Nothing gives the Headphone (a) more flexibility than most headphones at this price. Bluetooth 5.4 is onboard with multipoint, and the codec support includes SBC, AAC and LDAC. That alone is solid.

More important is the wired flexibility. The headphones support audio over USB-C and also include a 3.5mm input. That means they are far easier to integrate into different use cases than many mainstream wireless competitors. For a product in this bracket, that is a genuine strength.

The one clear omission is LE Audio. In 2026 that feels like a missed opportunity, but it does not erase the broader connectivity advantage Nothing has built here.

Noise cancelling and calls: competent, not class-leading

The active noise cancellation is decent rather than exceptional. It does enough for commuting, offices and general daily use, but it is not the sort of ANC that fully erases the outside world. Low-frequency noise in particular is where the Headphone (a) trails stronger premium models.
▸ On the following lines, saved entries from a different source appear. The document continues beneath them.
PR #3962, opened 2021-08-18
json: Parse large exponents without getting stuck

m4burns:
Before this patch, all JSON-parsing forms in the `json` module get stuck on numbers with large exponents:

```
(require json racket/sandbox)
(with-limits 10 #f (string->jsexpr "1e99999999999999"))
; with-limit: out of time
```

Memory consumption appears to grow slowly. This is bad when parsing JSON from untrusted sources, e.g. as a web server might do.

The underlying cause is evaluation of `(expt 10 exp)` where `exp` is an unbounded value read from the input. Since the JSON parser coerces all exponent-containing numbers to `inexact?`, the result will have bounded exponent magnitude or will be +/-infinity. This patch returns +/-infinity or +/- 0 eagerly when the exponent is too big or too small.

It's worth noting that the JSON-parsing forms already break their contract by returning +/-infinity on large enough inputs:

```
(string->jsexpr "1e400")
+inf.0
```

This patch preserves that behaviour.

### DIFF
--- a/pkgs/racket-test/tests/json/json.rkt
+++ b/pkgs/racket-test/tests/json/json.rkt
@@ -115,6 +115,15 @@
         (string->jsexpr @T{-10.34e-3}) => -1.034e-2
         (string->jsexpr @T{-10.34e-03}) => -1.034e-2
         (string->jsexpr @T{-10.34e+31}) => -1.034e32
+        (string->jsexpr @T{ 1e9999999999999999    }) => +inf.0 ; breaks contract
+        (string->jsexpr @T{ 1.0e9999999999999999  }) => +inf.0
+        (string->jsexpr @T{-1e9999999999999999    }) => -inf.0
+        (string->jsexpr @T{-1.0e9999999999999999  }) => -inf.0
+        (string->jsexpr @T{ 1e-9999999999999999   }) =>  0.0
+        (string->jsexpr @T{-1e-9999999999999999   }) => -0.0
+        (string->jsexpr @T{ 0e9999999999999999    }) => 0.0
+        (string->jsexpr @T{ 0e-9999999999999999   }) => 0.0
+        (string->jsexpr @T{ 0.001e310 }) => 1.0e307
         (string->jsexpr @T{ true  }) => #t
         (string->jsexpr @T{ false }) => #f
         (string->jsexpr @T{ null  }) => 'null
--- a/pkgs/racket-test/tests/json/json.rkt
+++ b/pkgs/racket-test/tests/json/json.rkt
@@ -124,6 +124,7 @@
         (string->jsexpr @T{ 0e9999999999999999    }) => 0.0
         (string->jsexpr @T{ 0e-9999999999999999   }) => 0.0
         (string->jsexpr @T{ 0.001e310 }) => 1.0e307
+        (string->jsexpr @T{ 100000000000000000000000000000000000000000000000000000000000000000000000000000000000000000000000000000000000000e-402 }) => 1e-292
         (string->jsexpr @T{ true  }) => #t
         (string->jsexpr @T{ false }) => #f
         (string->jsexpr @T{ null  }) => 'null
--- a/racket/collects/json/main.rkt
+++ b/racket/collects/json/main.rkt
@@ -361,12 +361,16 @@
     ;; evaluate n * 10^exp to inexact? without passing large arguments to expt
     ;; assumes n is an integer
     (define (safe-exponential->inexact n exp)
+      (define result-exp
+        (if (= n 0)
+            exp
+            (+ (log (abs n) 10) exp)))
       (cond
-        [(< exp -309)
+        [(< result-exp -400)
          (cond
            [(>= n 0) 0.0]
            [else -0.0])]
-        [(> exp 309)
+        [(> result-exp 400)
          (cond
            [(= n 0) 0.0]
            [(> n 0) +inf.0]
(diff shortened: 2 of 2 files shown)


rfindler:
This is great, thank you for finding the problem! 

The only change I'd make if I'd written this was to either formulate a bunch of json test cases to get branch coverage in the new function or test the new helper directly.

m4burns:
@rfindler I did add some test cases to `pkgs/racket-test/tests/json/json.rkt` that I believe cover all branches.

I also tested with vs. without the patch on random inputs using this script:

```
#lang racket

(require "main.rkt"
         (prefix-in new: "main-new.rkt"))

(define (gen)
  (define n? (= (random 2) 0))
  (define d (random 1 100))
  (define f? (= (random 2) 0))
  (define of? (= (random 2) 0))
  (define flz (random 1 100))
  (define fd (random 1 100))
  (define e (random -600 600))
  (with-output-to-string
    (thunk
      (when n?
        (display "-"))
      (if of?
          (display "0")
          (for ([i d])
            (display (random 10))))
      (when (or f? of?)
        (display ".")
        (for ([i flz])
          (display "0"))
        (for ([i fd])
          (display (random 10))))
      (display "e")
      (display e))))

(let loop ([n 0])
  (when (= (remainder n 10000) 0)
    (printf "~a~n" n))
  (define s (gen))
  (unless (= (string->jsexpr s) (new:string->jsexpr s))
    (printf "mismatch: ~a~n" s)
    (exit 1))
  (loop (add1 n)))
```

It hasn't found anything in a few million attempts. I'm not sure where to put something like this; it's awkward to commit it since it requires both the old and new version of `json/main.rkt`.

rfindler:
Oh, beautiful! I somehow looked only at the second commit when I was looking for the test cases (my bad).

I think this is ready to go. Any objections to me merging it?

rfindler:
Oh, could you use a slightly different property in your random tests, namely: if json parses it successfully as a number, then racket's read must produce the same number? Or, actually, looking at the code, maybe it always generates numbers that are both racket and json numbers?

m4burns:
@rfindler OK by me! Thanks for the quick responses :)

rfindler:
Okay and if you want to include a variation on that random testing that uses `read`, I think that'd be great but can be a separate pull request.

rfindler:
Oh, whoops: this should probably be one commit. I'll adjust it and push that and close this.

m4burns:
Sounds good. I'm not sure `read` will match `string->jsexpr` in all cases but I'll look into it.

rfindler:
squashed and pushed.

rfindler:
I recall a comment in the json source at some point that said something like "we can almost just use read to read numbers here and simplify this code a lot" or similar which is what led to my (perhaps overly) optimistic comment. :)

mfelleisen:
Just caught up with this mail thread. 

There are many such inputs that can make a JSON reader blow up. I have a whole library (draft forever) that allows to enforce restrictions at all kinds of stages of reading: [SwDev/Testing/communication](https://github.com/mfelleisen/SwDev/blob/master/Testing/communication.rktl). I am wondering how much of this protection a plain reading  library should provide because this doesn't come free but for real applications it's essential. 

And of course also see [JSON is hard](http://seriot.ch/parsing_json.php). 

@m4burns Thanks for working this out. Numbers really are a bad spot.

rfindler:
That SwDev link seems to be private, @mfelleisen . 

re "I am wondering how much of this protection a plain reading library should provide", in the specific case of this bug fix, I think that if producing the read result requires only, some small fixed amount of memory, then the JSON parser should not allocate unbounded amounts attempting to produce it. So I think this library was the perfect place for this fix.

I would be delighted if someone were to go over the test cases in the "JSON is hard" link and bring as many of them as makes sense into our test suites.

samdphillips:
> I would be delighted if someone were to go over the test cases in the "JSON is hard" link and bring as many of them as makes sense into our test suites.

I wrote [this test suite](https://github.com/samdphillips/racket-stream-json/blob/main/stream-json-test/json/stream/test) with the json files from "JSON is hard" a while back to test some (still experimental) JSON parsing tools.  I tooled it to also exercise the Racket json library and the only failures that I saw were due to `read-json` allowing trailing data after reading a json term, which is a perfectly reasonable thing to do IMO.  Changing the behavior of the tester could eliminate those failures though.

Would a PR of a the test runner (cleaned up) and test files be acceptable?

m4burns:
@samdphillips Nice! I threw together a script that did the same thing some time ago (that's actually how I discovered this issue) but yours looks much better. I recall it was simple to adjust the script to match what the tests expect for trailing data.

Such a PR sounds like a good idea to me. @rfindler suggested to add (some of) the tests to the existing suite in `pkgs/racket-test/tests/json/json.rkt`, which I think might be a smaller overall change.

mfelleisen:
@rfindler [https://github.com/mfelleisen/SwDev](https://github.com/mfelleisen/SwDev) is public 

@samdphillips When I read "json is hard" our reader also failed on some boundary Unicode things.  Some students exploited this gap. ~~ Leaving characters on the stream when `read-json` is finished is _totally okay_. 

Thanks.

rfindler:
I agree that a PR would be great! I also think it is essential that `read-json`'s behavior wrt to consuming the entire stream not change. If someone wants to make sure the stream contains exactly one json object, they should check for an eof after calling read-json.

m4burns:
Follow up on testing against `read`: the only mismatch my random tests reveal is that `read` accepts numbers with unnecessary leading zeroes, which `read-json` will just parse as `0` since unnecessary leading zeroes are not permitted in JSON. Otherwise, `read-json` and `read` produced the same result.

I'll follow up with another PR later that adds the random test script.

rfindler:
@m4burns great!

That does not make it weak for the money. It simply sets the limit clearly: this is a good mid-range ANC headphone, not a true high-end noise-cancelling benchmark.

Transparency mode is broadly serviceable, though voices lose some natural presence. Call quality follows the same pattern. Speech remains understandable, but the microphones do not flatter the voice and can sound thinner or harsher than ideal. If calls are central to your buying decision, better options exist.
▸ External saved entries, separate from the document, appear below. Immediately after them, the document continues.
PR #3968, opened 2021-08-19
Adjust documentation for contract generators

camoy:
Two documentation changes:

* The `generator` argument for `flat-named-contract` was not correct. It takes in fuel and returns a thunk of exactly one result.
* The `generator` argument for `build-*-contract-property` can be made more precise. Fuel should always be a nonnegative integer.


rfindler:
Thanks!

Sound quality: lively, enjoyable, easy to like

The Headphone (a) is tuned for engagement rather than strict neutrality, and for a product at this price that is the right call. Bass is punchy and well controlled, the overall sound has energy, and the headphones remain enjoyable across a wide range of genres.

There are compromises. The lower mids can feel slightly scooped, and the presentation is not as refined or as technically precise as more expensive models. But the basic balance is good, the treble stays manageable, and the headphones sound far more mature than a cheap bass-heavy crowd-pleaser.

Just as importantly, Nothing gives buyers the tools to change the tuning. The parametric EQ in the app is a real advantage here, and it adds value that many competitors simply do not offer.

Battery life: the headline feature

Battery life is the Headphone (a)'s killer feature. The quoted figures are already ambitious, and the real-world results are even more impressive. In practical terms, these headphones last far longer than most direct rivals.

That makes them unusually easy to recommend for travel, office use and anyone who hates constantly recharging wireless gear. Nothing has turned endurance into a major competitive edge here, and it is one of the best reasons to choose the Headphone (a) over more famous alternatives.

Verdict

The Headphone (a) gets the important things right. It looks distinctive, lasts an exceptionally long time, offers one of the best physical control schemes in the category and sounds lively enough to satisfy most buyers. The app and connectivity options strengthen the package further.

Its weaknesses are also clear. ANC is only decent, call quality is merely average and some of the premium feel of the more expensive model has been pared back. Even so, the balance is impressive. At 159 euros, the Headphone (a) is one of the most complete and convincing affordable wireless headphones available.